Manitoba

Manitoba should cut 36,000 civil service jobs, think-tank says

A Winnipeg-based think-tank recommends shrinking Manitoba's civil service workforce by about 36,000 jobs because it says the sector is too big for the province's population size.

Frontier Centre report suggests cutting public sector jobs by 25% would save Manitoba $2.2B annually

The Frontier Centre for Public Policy released a report this week suggesting Manitoba's civil service workforce is bloated compared to other provinces and should be reduced. (Darren Bernhardt/CBC)

A Winnipeg-based think-tank recommends shrinking Manitoba's civil service workforce by about 36,000 jobs because it says the sector is too big for the province's population.

The Frontier Centre for Public Policy and the Atlantic Institute for Market Studies released a report this week suggesting the public sector in Manitoba is bloated compared to other provinces.

Cutting taxpayer-funded jobs by 25 per cent would save nearly $2.2 billion annually and bring Manitoba's public sector workforce in line with other provinces, said report co-author Marco Navarro-Génie. That's enough to wipe out Manitoba's current projected deficit, which the Pallister government said will soar over $1 billion by the end of the fiscal year ending this month.

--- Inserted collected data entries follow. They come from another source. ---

PR #8253, opened 2024-05-08
Trigger k6 rest testsuite when acceptance test pod is deleted

### LINKED ISSUE #8237: Auto-triggered k6 tests may impact acceptance tests
### Description

The testkube k6 performance test suite is set to kick off when the rest-test pod completes during a deployment. However there may be times, especially when the importer is lagged behind, the load put by the k6 performance tests will impact the acceptance tests job and cause it to fail.

### Steps to reproduce

Deploy new version to the staging environment, watch when the k6 tests kick off, the acceptance tests are still running.

### Additional context

_No response_

### Hedera network

other

### Version

v0.104.0-rc2

### Operating system

None

xin-hedera:
**Description**:

This PR change how k6 rest testsuite is triggered

- Move k6 rest testsuite trigger label to acceptance test pod

**Related issue(s)**:

Fixes #8237 

**Notes for reviewer**:

**Checklist**

### DIFF
--- a/charts/hedera-mirror/templates/_helpers.tpl
+++ b/charts/hedera-mirror/templates/_helpers.tpl
@@ -98,3 +98,11 @@ Create the name of the service account to use
 {{- default "default" .Values.serviceAccount.name -}}
 {{- end -}}
 {{- end -}}
+
+{{/*
+Acceptance Test Labels
+*/}}
+{{- define "hedera-mirror-acceptance.labels" -}}
+{{ include "hedera-mirror.labels" . }}
+test-trigger: rest-trigger
+{{- end -}}
--- a/charts/hedera-mirror-rest/templates/_helpers.tpl
+++ b/charts/hedera-mirror-rest/templates/_helpers.tpl
@@ -47,14 +47,6 @@ Labels
 {{- end -}}
 
 {{/*
-Rest Test Labels
-*/}}
-{{- define "hedera-mirror-rest-test.labels" -}}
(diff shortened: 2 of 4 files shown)


charts/hedera-mirror/templates/_helpers.tpl
```diff
@@ -98,3 +98,11 @@ Create the name of the service account to use
 {{- default "default" .Values.serviceAccount.name -}}
 {{- end -}}
 {{- end -}}
+
+{{/*
+Acceptance Test Labels
+*/}}
+{{- define "hedera-mirror-acceptance.labels" -}}
+{{ include "hedera-mirror.labels" . }}
+test-trigger: rest-trigger
```
steven-sheehy, line 107: The value rest-trigger no longer makes sense. We should rename it to something else here and in the matchLabels. Not sure if `true` needs to be quoted.

```suggestion
test-trigger: true
```

xin-hedera: it can be confusing, however, we can define the value `rest-trigger` as it means to trigger the rest testsuite, not that whoever has the label is related to rest service

steven-sheehy: Probably we should rename the rest suite in the future since it now contains web3. We can do that later though.

steven-sheehy (approved):

mgoelswirlds (approved):
LGTM

PR #8256, opened 2024-05-08
8255 add index to nft allowance table for spender centric queries

### LINKED ISSUE #8255: Add index to nft_allowance table to increase performance of spender centric queries
### Problem

Using the boolean `owner` query parameter, the account ID specified in the NFT allowances REST API can be indicated to be that of the token owner or the spender (via allowance). The current PK index on the `nft_allowance` table optimizes for the owner scenario, but performance for the spender scenario is  sub-optimal.

### Solution

Add an additional index to also optimize for spender centric queries. E.g.: `btree(spender, owner, token_id)`. Spender centric results are sorted by owner, and a token ID may or may not be specified as a query parameter.

- Add v1 and v2 migrations to define the index. The `nft_allowances` table in mainnet-staging has only about 17k rows, so the migration will be fast.
- Update related readme files.

### Alternatives

_No response_

jascks:
**Description**:

Add index to `nft_allowance` to support allowance queries based on spender account ID (`owner=false`). The existing PK index optimizes for the owner ID scenario, but performance for the spender scenario is  sub-optimal.

- Add v1 and v2 migrations to define the index.
- Update related readme files.

**Related issue(s)**:

Fixes #8255

**Notes for reviewer**:
The `nft_allowances` table in mainnet-staging has only about 17k rows, so the migration will be fast

**Checklist**


steven-sheehy (approved):
LGTM

xin-hedera (approved):
LGTM

mgoelswirlds (approved):
LGTM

"The fundamental impetus of the study is simply to show the data in a different light and provide a motivation, if you will, for debate on the size and the cost of the public sector across the country," said Navarro-Génie, who is also the president and CEO of the Atlantic Institute for Market Studies.

Using Statistics Canada data, researchers looked at the number of public servants per 1,000 people in each province.

Canadian provinces on average have 83 public sector employees per 1,000 people, the report states. Manitoba has 111 public sector employees per 1,000 people.

For the purposes of the study, researchers only focused on workers paid a wage by a provincial or municipal government, excluding federal workers, Crown corporations and arm's length agencies.

Navarro-Génie and his colleagues believe the workforce reduction could be phased in by a few per cent each year, for between five and seven years, through retirements and attrition.

"No one has to be fired," he said. 

But David Camfield, associate professor of labour studies at the University of Manitoba, said the recommendations aren't grounded in sound long-term planning.

'It's not so simple'

"I don't think we should be naive about this," Camfield said. "It's not so simple in the real world — you can't just say, 'We're going to shrink the public sector' and not have a negative impact on the quality and quantity of services [and the economy].

If that money is liberated for the more productive aspects of the economy, then that can have ... a vivifying effect on an economy.- Marco Navarro-Génie

"When you slash public sector jobs, you're also going to have higher unemployment. You then have less household spending, to less demand for goods and services," Camfield added.

Navarro-Génie said no one is talking about "slashing jobs," although Camfield contends whether or not the Frontier Centre and Atlantic Institute are recommending trimming via attrition or retirement, the study could be used by the Pallister government to justify cuts.

"What governments will do when they get advice like this, they take this kind of study as incentive to further cut spending on public services," Camfield said. 

"In this climate, where we already have a provincial government that's talking about an attack on public services, that will be the effect."

Why not Manitoba?

Navarro-Génie said there is no evidence that reducing the number of public servants by "a small percentage" will actually reduce the quality of services.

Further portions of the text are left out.